Back to school
Cranmer Hall is that part of Saint John’s College, Durham, which houses and educates putative ministers and priests of the Methodist and Anglican Churches. It was my happy duty last week to spend a couple of days and a night in Durham: living, worshipping and talking with the students as they went about their daily business.

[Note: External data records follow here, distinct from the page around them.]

PR #5279, opened 2015-12-28
Use a repo that is in the org for testing Github blueprints

trek:
This will keep Trek from accidentally deleting important things. Already forked that repo into the org: https://github.com/ember-cli/app-blueprint-test


stefanpenner:
@homu r+

PR #5286, opened 2015-12-30
Update ember-cli-sri minimum version to 2.0.0

jonathanKingston:
To enable SRI when unicode is present in the file as Chrome is now fixed meaning the paranoia check can be removed.


rwjblue:
@homu r+

PR #5701, opened 2016-03-28
Add test to check for project name collisions

ryanlabouve:
During Ember contributor workshop, wrote a test to help us explore a related issue.

Add test to specifically test for creating a new ember project with a name that conflicts with an existing folder in the current working directory.

e.g.
```
cd ~/
mkdir foo
ember new foo
```
should fail.

This test turned out not to be strictly required for the issue, but we still felt like it added value.

/cc @lukemelia


rwjblue:
LGTM, thank you!

stefanpenner:
:+1:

Durham is a wonderful city, and one that I have visited on many occasions: including one riotous and very enjoyable night many years ago in the ‘olde’ Shakespeare tavern, situated on the steep hill that leads through the, still, cobbled streets to the cathedral green. The last time I found myself in this rickety old place, with its wooden floors that used to cockle and buckle like the deck on an ancient ship, I was nurturing what eventually became a lifelong passion-real ale-by sampling their ’80 shillings’ brew. Later, my comrades and I tottered out of the pub into the summer sun to find ourselves confronted by the blinking eyes and fantasically bushy eyebrows of that saint in our time: Archbishop Michael Ramsey. As if you bump into such a great man everyday, we three young priests wished him a ‘good afternoon Archbishop’ and staggered on our way. I remembered that hasty brushing of shoulders with a saint when I stood in the cloisters of Canterbury Cathedral at the Lambeth Conference this summer and read the, excellent, memorial to him that is there fixed to an ancient wall. Humble in death as in life, no-one quite knows where his ashes are buried. I re-call also the famous occasion when this important man and beguiler of popes visited my college-King’s in London-arriving in a chauffeur driven Morris Minor!

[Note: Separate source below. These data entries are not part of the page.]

Issue #5079, opened 2015-11-12
restore disabled tests


stefanpenner:
something sideways on test cleanup...

https://github.com/ember-cli/ember-cli/commit/d813ceda3d12f11e9baf58046f070792fc250173

PR #5706, opened 2016-03-30
Uncommenting test

twokul:
fixes https://github.com/ember-cli/ember-cli/issues/5079

### DIFF
--- a/tests/acceptance/smoke-test-slow.js
+++ b/tests/acceptance/smoke-test-slow.js
@@ -119,19 +119,18 @@ describe('Acceptance: smoke-test', function() {
       });
   });
 
-  // TODO: re-enable, something is funky with test cleanup...
-  // it('ember test exits with zero when tests pass', function() {
-  //   return copyFixtureFiles('smoke-tests/passing-test')
-  //     .then(function() {
-  //       return ember(['test'])
-  //         .then(function(result) {
-  //           expect(result.code).to.equal(0);
-  //         })
-  //         .catch(function() {
-  //           expect(false, 'should NOT have rejected with a failing test');
-  //         });
-  //     });
-  // });
+  it('ember test exits with zero when tests pass', function() {
+    return copyFixtureFiles('smoke-tests/passing-test')
+      .then(function() {
+        return ember(['test'])
+          .then(function(result) {
+            expect(result.exitCode).to.equal(0);
+          })
+          .catch(function() {
+            expect(false, 'should NOT have rejected with a failing test').to.be.ok;
+          });
+      });
+  });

Now, the toppling floorboards of The Shakespeare have been levelled out for more contemporary steady young things; the cobbled street can only be accessed by authorised cars and 80 Shillings ale is no longer sold, only more ‘faux’ traditional new brews like ‘Waggledance’. Durham Cathedral, however, remains the same (www.durhamcathedral.co.uk) and its impressive Norman construction, soaring over the river meandering lazily below, still causes the breath to catch when you first glimpse its bulk on entering the Green. Inside, you are treated to one of the few indigenous saint’s tombs which survived the reforming zeal of the Protestant Reformation: that of Saint Cuthbert . Sadly, nothing remains of St Hugh in our own Lincoln Cathedral: his bones possibly thrown in the River Witham by some angry faced fanatics. The little raised platform that contains Cuthbert’s memorial slab still gives the impression of the exotic place of pilgrimage it would once have been: although, now, altogether more restrained and ‘Anglican’. A delightful lady called Isobel introduced herself as a guide and took me on a gentle and informative tour of the building, pausing for me to take in the Venerable Bede’s tomb and to wonder whether his ‘Ecclesiastical History of the English Peoples’ really was true to life in all its parts, or whether it contained also that layer of Celtic perception of reality which invested all things with the sacred and mysterious, in which all that we sense and perceive are ‘accidents’: symbols of the deeper realities which they both hide and allow a gateway to. A trip around the St Cuthbert exhibition: including his pectoral cross and, remarkably, his coffin with Celtic designs, concluded my re-acquintance with one of the great buildings of Europe and perhaps the World.
Sadly, once you have ‘done’ the Cathedral, there is not much else in Durham to attract the tourist other than the general ‘ancient’ ambience and old world feel (come on Durham, get your act together). However, Cranmer Hall beckoned.(http://www.dur.ac.uk/st-johns.college/cranmer/) I spent a few happy moments saying the Office with the students in their splendid and tastefully re-ordered medieval chapel; attended a lecture on liturgy for the first time in thirty-odd years; met and had a meal with the two delightful young ordinands who will come to our Diocese next year; chatted with a few lecturers and had a tour of the College where some fifty-odd people are now in training. It struck me that these, predominantly young, people were in a direct succession with Cuthbert himself: seeking out what is true and meaningful in life; desirous of serving others and spreading a little love and compassion around and generally eschewing all that we are told makes the ‘good life’: riches, possessions and material gain. In their easy contentment and excitement about facing a life of ministry, they seemed to have unconsciously captured a little of the spirit of ‘Cuthbertus’. It is unlikely that their, hopefully long and happy, lives will see them remembered like the Saint, but there will be those whom they baptise, marry and bury; comfort in grief and support in sorrow; laugh and rejoice with and to whom they offer just a glimpse of a greater Reality and a deeper Truth, who will never forget them and in whose memory they will be eternal. Like me on my way to Cuthbert’s tomb, they have begun a pilgrimage: and what a great and wonderful journey it will be.